┌──

PR #1715, opened 2026-06-09
feat(forms): replace draft prompt with persistent draft status indicator

nmajor25:
Closes FE-150

Summary of changes:

- Always load the user's draft when opening a form
- Replace the `StoredSubmissionView` interstitial prompt (full-page "you have unsubmitted work" screen with Load/Discard buttons, [screenshot](https://github.com/user-attachments/assets/b94bac9d-c618-46cd-ac8a-bb8995bb46f4)) with a persistent shield icon button in the form controls bar
- Draft status is now always visible while editing — clicking the shield opens a dropdown showing when the draft was last saved and a "Discard draft..." option
- Discarding from the dropdown shows a confirmation modal before clearing the draft (same as before)

Screenshot 2026-06-09 at 2 20 22 PM

Screenshot 2026-06-09 at 2 20 28 PM

---
## Summary by cubic
Replaced the full-screen draft prompt with a non-blocking shield button that shows live draft status and a discard option. Drafts now auto-load so users can start editing right away (FE-150).

- **New Features**
  - Draft status button (shield) shows “Last saved …” and auto-refreshes every 45s.
  - Click opens a dropdown with “Discard draft...” and a confirm modal.
  - Drafts auto-load; removed the interstitial load/discard screen.
  - Only shows when a draft exists and the form is editable (not read-only/locked, no response selected).

- **Refactors**
  - Removed `StoredSubmissionView` and `LastUpdatedView`; added `DraftStatusView` and `DraftMenuView` with new `data-draft-status-region`.
  - Updated i18n copy/keys (“Your draft is saved automatically.” / “Last saved ...”); removed obsolete keys.
  - CSS cleanup: removed prompt styles; added draft menu styles and new zero-margin utilities.
  - Updated integration tests for auto-load and the new dropdown flow.

<sup>Written for commit 68fc7799488d4d8ab661e8928f3d0c4e65e36d92. Summary will update on new commits.</sup>

<a href="https://cubic.dev/pr/RoundingWell/app-frontend/pull/1715?utm_source=github" target="_blank" rel="noopener noreferrer" data-no-image-dialog="true"><picture><source media="(prefers-color-scheme: dark)" srcset="https://cubic.dev/buttons/review-in-cubic-dark.svg"><source media="(prefers-color-scheme: light)" srcset="https://cubic.dev/buttons/review-in-cubic-light.svg">Review in cubic</picture></a>

## Release Notes

* **New Features**
  * Added draft status menu with "Last saved" timestamp display that auto-refreshes every 45 seconds
  * Added draft discard functionality with confirmation modal

* **Style**
  * Updated styling for draft status menu and related form controls
  * Added zero-value margin utility classes

* **Tests**
  * Updated integration tests to verify draft status UI interactions and timestamp updates

### DIFF
--- a/src/js/apps/forms/form/form-patient_app.js
+++ b/src/js/apps/forms/form/form-patient_app.js
@@ -17,7 +17,7 @@ import {
   StatusView,
   ReadOnlyView,
   SaveView,
-  LastUpdatedView,
+  DraftStatusView,
 } from 'js/views/forms/form/form_views';
 
 export default App.extend({
@@ -116,11 +116,12 @@ export default App.extend({
     this.showFormSave();
   },
   onFormServiceUpdateSubmission(updated) {
-    this.showLastUpdated(updated);
+    this.setState({ updated });
   },
   stateEvents: {
     'change': 'onChangeState',
     'change:isExpanded': 'showSidebar',
+    'change:updated': 'onChangeDraftStatus',
   },
   onChangeState(state) {
     localStore.set(`form-state_${ this.currentUser.id }`, state.pick('isExpanded', 'saveButtonType'));
@@ -141,7 +142,16 @@ export default App.extend({
     this.toggleState('isExpanded');
   },
   showContent() {
+    if (!this.isReadOnly) this.loadDraftStatus();
     this.showForm();
+  },
+  async loadDraftStatus() {
+    const { updated } = await Radio.request(`form${ this.form.id }`, 'get:storedSubmission');
+
+    /* istanbul ignore if: difficult to force stale async render */
+    if (this.isDestroyed()) return;
+
+    this.setState({ updated });
   },
   showForm(responseId) {
     this.showChildView('form', new IframeView({
@@ -171,10 +181,26 @@ export default App.extend({
   showReadOnly() {
     this.showChildView('formAction', new ReadOnlyView());
   },
-  showLastUpdated(updated) {
-    const lastUpdatedView = new LastUpdatedView({ updated });
+  onChangeDraftStatus() {
+    const updated = this.getState('updated');
 
-    this.showChildView('formUpdated', lastUpdatedView);
+    if (!updated) {
+      this.getRegion('draftStatus').empty();
+      return;
+    }
+
+    if (this.getRegion('draftStatus').hasView()) return;
+
+    const draftStatusView = new DraftStatusView({ model: this.getState() });
+    this.showChildView('draftStatus', draftStatusView);
+
+    this.listenTo(draftStatusView, {
+      async 'discard:submission'() {
+        await Radio.request(`form${ this.form.id }`, 'clear:storedSubmission');
+        this.showForm();
+        this.showFormActions();
+      },
+    });
   },
   showFormSaveDisabled() {
     if (this.isSubmitHidden) return;
--- a/src/js/apps/forms/form/form-patient_app.js
+++ b/src/js/apps/forms/form/form-patient_app.js
@@ -13,7 +13,6 @@ import WidgetsHeaderApp from 'js/apps/forms/widgets/widgets_header_app';
 import {
   LayoutView,
   IframeView,
-  StoredSubmissionView,
   FormStateActionsView,
   StatusView,
   ReadOnlyView,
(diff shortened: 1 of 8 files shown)


src/scss/core/_space.scss
```diff
@@ -2,25 +2,29 @@
...
 
 // Aligns with small button text
+.u-margin--t-0 { margin-top: 0 !important; }
 .u-margin--t-4 { margin-top: 4px !important; }
 .u-margin--t-8 { margin-top: 8px !important; }
 .u-margin--t-16 { margin-top: 16px !important; }
 .u-margin--t-24 { margin-top: 24px !important; }
 .u-margin--t-32 { margin-top: 32px !important; }
 
+.u-margin--r-0 { margin-right: 0 !important; }
```
nmajor25, line 12: I needed just this one for this PR, but figured I should add the others as well for consistency.

src/js/apps/forms/form/form_app.js
```diff
@@ -307,10 +316,27 @@ export default App.extend({
...
+
+    this.showChildView('draftStatus', draftStatusView);
+
+    this.listenTo(draftStatusView, {
+      async 'discard:submission'() {
+        await Radio.request(`form${ this.form.id }`, 'clear:storedSubmission');
+        this.showForm();
+        this.showFormActions();
+      },
+    });
```
nmajor25, line 339: `showLastUpdated(updated)` guard breakdown:

### Guard 1: `if (!updated)` — clear the shield

`clearStoredSubmission()` fires `update:submission` with no argument after a successful submit or discard. No draft means no shield — the region is emptied and `_draftStatusView` is nulled so guard 2 doesn't read a stale reference on the next call.

### Guard 2: `if (this._draftStatusView && this._draftStatusView.getState('isActive')) return` — don't replace an open dropdown

`update:submission` fires at load time (via `fetchFormData` → `getStoredSubmission`) and again whenever the user types (debounced 15s), so it can arrive while the shield is already showing. Replacing a `Droplist` component mid-interaction via `showChildView` destroys it, which strips the `click:discard` event binding and causes a TypeError in `onChangeIsActive` (`getView()` is undefined on a destroyed component). The guard skips replacement while the menu is open.

`_draftStatusView` is held on the app because `region.currentView` is the shield button View (the component's `ViewClass` instance), not the `DraftStatusView` component — there's no other path to `getState('isActive')`.

nmajor25:
I've got this up on my dev sandbox, it works well during my testing.

src/js/apps/forms/form/form-patient_app.js
```diff
@@ -141,38 +140,14 @@ export default App.extend({
...
-        },
-        async 'discard:submission'() {
-          await Radio.request(`form${ this.form.id }`, 'clear:storedSubmission');
-          this.showForm();
-          this.showFormActions();
-        },
-      });
-
-      return;
+      if (updated) this.showDraftStatus(updated);
```
paulfalgout: I think we could move this into a separate async function that doesn't block the form render.  so showContent doesn't need to be async.. also I think we can drop the `if (updated)` it's not saving much that isn't already handled in the method corrrect?

src/js/apps/forms/form/form_app.js
```diff
@@ -342,10 +316,30 @@ export default App.extend({
...
-    const lastUpdatedView = new LastUpdatedView({ updated });
+  showDraftStatus(updated) {
+    if (!updated) {
+      this.getRegion('draftStatus').empty();
+      this._draftStatusView = null;
+      return;
+    }
+
+    if (this._draftStatusView && this._draftStatusView.getState('isActive')) {
+      this._draftStatusView.updated = updated;
```
paulfalgout: I wonder if we should have this app's state model deal with fetching the updated and then we can pass the state model down to the view rather than attaching the view and updating a view variable... it can then render when the data updates as well which deals with copilots issue.  Really you could probably just always render the view, but if in the view !this.model.get('updated) you could render an empty template?
then modelEvents: { 'change:updated': 'renderUpdated' } handles when it has a value or doesn't.  Then the state model can have a method added that clears the data and calls the clearSubmission service request?  renderUpdated would also check as to whether it should only update the timestamp is the option isactive.. or if it's show/hiding the whole thing with a full render.

src/js/views/forms/form/form_views.js
```diff
@@ -290,35 +251,64 @@ const SaveButtonTypeDroplist = Droplist.extend({
...
-    return {
-      updated: this.updated,
-    };
+    return { updated: this.getOption('updated') };
+  },
+  triggers: {
+    'click .js-discard': 'click:discard',
+  },
+  initialize() {
+    this.renderInterval = setInterval(() => {
```
paulfalgout, line 271: I think if we move updated to the state model and pass it down, then we're just rendering things when the data on the model changes

paulfalgout (changes requested):

src/js/apps/forms/form/form_app.js
nmajor25: Yes this works well, like it much better 👍

src/js/apps/forms/form/form-patient_app.js
nmajor25: Makes sense, updated to that 👍

src/js/views/forms/form/form_views.js
nmajor25: 👍

src/js/views/forms/form/form_views.js
```diff
@@ -290,38 +251,67 @@ const SaveButtonTypeDroplist = Droplist.extend({
...
+      headingText: i18n.draftStatusView.discardModal.headingText,
+      submitText: i18n.draftStatusView.discardModal.submitText,
+      buttonClass: 'button--red',
+      onSubmit: () => {
+        modal.destroy();
+        this.triggerMethod('discard:submission');
+      },
+    });
+  },
+});
```
nmajor25, line 313: The coverage drop was on the `onBeforeDestroy()`:

```js
  onBeforeDestroy() {
    if (this.getState('isActive')) this.popRegion.empty();
  },
```

I removed it completely. It was there to protect against the droplist menu potentially staying open when the shield icon is removed from the UI. And getting into a weird UI state. But I don't think it's possible for that to happen.

nmajor25: If it could happen, it would be on a `clearStoredSubmission` event. Which happens when the user discards the submission via the confirmation modal (droplist menu is always closed in that scenario). Or if the form is submitted (even from within the form), which the droplist menu will always be closed in that situations.

paulfalgout (approved):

└──

Transcribe the opening lines of the listing exactly, please. Stop after the line that contains "- Updated i18n".

> [EXERCISE SOLUTION]:
PR #1715, opened 2026-06-09
feat(forms): replace draft prompt with persistent draft status indicator

nmajor25:
Closes FE-150

Summary of changes:

- Always load the user's draft when opening a form
- Replace the `StoredSubmissionView` interstitial prompt (full-page "you have unsubmitted work" screen with Load/Discard buttons, [screenshot](https://github.com/user-attachments/assets/b94bac9d-c618-46cd-ac8a-bb8995bb46f4)) with a persistent shield icon button in the form controls bar
- Draft status is now always visible while editing — clicking the shield opens a dropdown showing when the draft was last saved and a "Discard draft..." option
- Discarding from the dropdown shows a confirmation modal before clearing the draft (same as before)

Screenshot 2026-06-09 at 2 20 22 PM

Screenshot 2026-06-09 at 2 20 28 PM

---
## Summary by cubic
Replaced the full-screen draft prompt with a non-blocking shield button that shows live draft status and a discard option. Drafts now auto-load so users can start editing right away (FE-150).

- **New Features**
  - Draft status button (shield) shows “Last saved …” and auto-refreshes every 45s.
  - Click opens a dropdown with “Discard draft...” and a confirm modal.
  - Drafts auto-load; removed the interstitial load/discard screen.
  - Only shows when a draft exists and the form is editable (not read-only/locked, no response selected).

- **Refactors**
  - Removed `StoredSubmissionView` and `LastUpdatedView`; added `DraftStatusView` and `DraftMenuView` with new `data-draft-status-region`.
  - Updated i18n copy/keys (“Your draft is saved automatically.” / “Last saved ...”); removed obsolete keys.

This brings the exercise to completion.